Why We Need to Redefine Intelligence

A radio interview confirms her experience as a mother with a child labeled as "average." 

by Elizabeth Titus • More.com Member { View Profile }

"This is my daughter he’s describing," I think as I listen to cognitive psychologist Scott Barry Kaufman on The Leonard Lopate show on NPR affiliate station WNYC (June 6, 2013). He is telling the truth about how wrong it is to label our children at a very young age (Ungifted: Intelligence Redefined, Basic Books, 2013).

“I’m average, Mom,” my daughter would tell me as she struggled through high school. Ninth grade was the worst.

“Why do you say that?” I’d ask.

“Because that’s what the test results say,” she’d reply. “Get over it, Mom!”

“LSAT, MCAT, ACT, SAT, GPA, IQ,” Leonard Lopate intones at the opening of his show. “The higher the score, the smarter you are, the more likely you’ll be a success in life.” He is being drippingly ironic, as only he can be.

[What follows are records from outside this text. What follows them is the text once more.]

PR #1803, opened 2021-06-24
[flex-counters] Delay flex counters stats init for faster boot time

shlomibitton:

**What I did**
Update flex counters DB with counters stats only when counters are enabled.
As long as the polling counters are not enabled, flex counters information will stored internally on PortsOrch.

**Why I did it**
Creating flex counters objects on the DB will trigger 'SYNCD' to access the HW for query statistics capabilities.
This HW access takes time and will be better to finish boot before doing this (mainly for fast-reboot but good to have in general).
The flex counters are not crucial at boot time, we can delay it to the end of the boot process.

**How I verified it**
Reboot a switch and observer the flex counters DB populated after counters are enabled.

**Details if related**

### DIFF
--- a/orchagent/portsorch.cpp
+++ b/orchagent/portsorch.cpp
@@ -284,9 +284,9 @@ static char* hostif_vlan_tag[] = {
 PortsOrch::PortsOrch(DBConnector *db, DBConnector *stateDb, vector<table_name_with_pri_t> &tableNames, DBConnector *chassisAppDb) :
         Orch(db, tableNames),
         m_portStateTable(stateDb, STATE_PORT_TABLE_NAME),
-        port_stat_manager(PORT_STAT_COUNTER_FLEX_COUNTER_GROUP, StatsMode::READ, PORT_STAT_FLEX_COUNTER_POLLING_INTERVAL_MS, true),
-        port_buffer_drop_stat_manager(PORT_BUFFER_DROP_STAT_FLEX_COUNTER_GROUP, StatsMode::READ, PORT_BUFFER_DROP_STAT_POLLING_INTERVAL_MS, true),
-        queue_stat_manager(QUEUE_STAT_COUNTER_FLEX_COUNTER_GROUP, StatsMode::READ, QUEUE_STAT_FLEX_COUNTER_POLLING_INTERVAL_MS, true)
+        port_stat_manager(PORT_STAT_COUNTER_FLEX_COUNTER_GROUP, StatsMode::READ, PORT_STAT_FLEX_COUNTER_POLLING_INTERVAL_MS, false),
+        port_buffer_drop_stat_manager(PORT_BUFFER_DROP_STAT_FLEX_COUNTER_GROUP, StatsMode::READ, PORT_BUFFER_DROP_STAT_POLLING_INTERVAL_MS, false),
+        queue_stat_manager(QUEUE_STAT_COUNTER_FLEX_COUNTER_GROUP, StatsMode::READ, QUEUE_STAT_FLEX_COUNTER_POLLING_INTERVAL_MS, false)
 {
     SWSS_LOG_ENTER();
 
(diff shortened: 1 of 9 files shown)


tests/mock_tests/portsorch_ut.cpp
```diff
@@ -146,8 +146,13 @@ namespace portsorch_test
...
         ASSERT_EQ(gPortsOrch, nullptr);
 
-        gPortsOrch = new PortsOrch(m_app_db.get(), m_state_db.get(), ports_tables, m_chassis_app_db.get());
+        vector<string> flex_counter_tables = {
+            CFG_FLEX_COUNTER_TABLE_NAME
+        };
+        auto* flexCounterOrch = new FlexCounterOrch(m_config_db.get(), flex_counter_tables);
+        gDirectory.set(flexCounterOrch);
 
+	    gPortsOrch = new PortsOrch(m_app_db.get(), m_state_db.get(), ports_tables, m_chassis_app_db.get());
```
yxieca, line 155: Are you  using tab here? If so, please change it to white spaces. Otherwise please fix the indentation.

shlomibitton: Fixed

yxieca: What unit test is done with this new flexCounterOrch?

orchagent/portsorch.cpp
```diff
@@ -5072,6 +5077,46 @@ void PortsOrch::generatePriorityGroupMapPerPort(const Port& port)
...
+{
+    if (m_isPortCounterMapGenerated)
+    {
+        return;
+    }
+
+    auto port_counter_stats = generateCounterStats(PORT_STAT_COUNTER_FLEX_COUNTER_GROUP);
+    for (const auto& it: m_portList)
+    {
+        if (it.second.m_type != Port::Type::PHY)
```
yxieca, line 5090: Please comment why only PHY port needs to be queried.

orchagent/portsorch.cpp
```diff
@@ -5072,6 +5077,46 @@ void PortsOrch::generatePriorityGroupMapPerPort(const Port& port)
...
+{
+    if (m_isPortBufferDropCounterMapGenerated)
+    {
+        return;
+    }
+
+    auto port_buffer_drop_stats = generateCounterStats(PORT_BUFFER_DROP_STAT_FLEX_COUNTER_GROUP);
+    for (const auto& it: m_portList)
+    {
+        if (it.second.m_type != Port::Type::PHY)
```
yxieca, line 5110: Please comment

yxieca:
Please add unit test to guarantee that only PHY port will be added to the query list.

orchagent/portsorch.cpp
shlomibitton: Generating counter stats will eventually trigger syncd to query the counter statistics from the HW and this is possible only for physical ports.

tests/mock_tests/portsorch_ut.cpp
shlomibitton: This is to adapt to the new change, there is no new UT on this file.
Since PortsOrch object is calling functions on the FlexOrch this change was needed.
The UT added on a different python file.

shlomibitton:
> Please add unit test to guarantee that only PHY port will be added to the query list.

@yxieca there is a check to verify the port ID on the DB is not 0x0, from my testing PortChannels and CPU port are with this ID.
please check
https://github.com/Azure/sonic-swss/pull/1803/files#diff-574b26154866415f530c54dd5bc0feb404cbd5b121fd12c043057cf7b6b42b4cR107

orchagent/portsorch.cpp
yxieca: Please add comment in code so that people will understand this logic in the future.

shlomibitton: Added.

yxieca (approved):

Scott Barry Kaufman knows from whence he speaks. He was relegated to special education as a child, and today he is adjunct assistant professor of psychology at New York University. He completed his doctorate at Yale, received an M.Phil. from the University of Cambridge, and earned his undergraduate degree from Carnegie Mellon University.

As Kaufman describes his own odyssey, I'm reminded of another book from another season, and the word, “grit.” When I heard Paul Tough (How Children Succeed: Grit, Curiosity, and the Hidden Power of Character, 2012) on NPR last September, I also thought of my daughter.

Paul Tough’s argument is similar to Kaufman’s: He refutes the idea that success comes to children who score highest on standardized tests, from pre-school admissions to the SATs. He argues for a different understanding of what makes a successful child, believing that the qualities that matter most have less to do with IQ and more to do with character and skills like grit, curiosity, conscientiousness, and optimism. Both authors back up their arguments with research in genetics, neuroscience, ecomomics, and psychology.

My late husband and I adopted our daughter in China in 1994. She had been left on a cold street in a bleak city called Hefei at just a few days old and taken to a welfare institute, where she lived for nearly a year. During that time, she captured the attention of a nurse, who took her home some nights to play with her young son.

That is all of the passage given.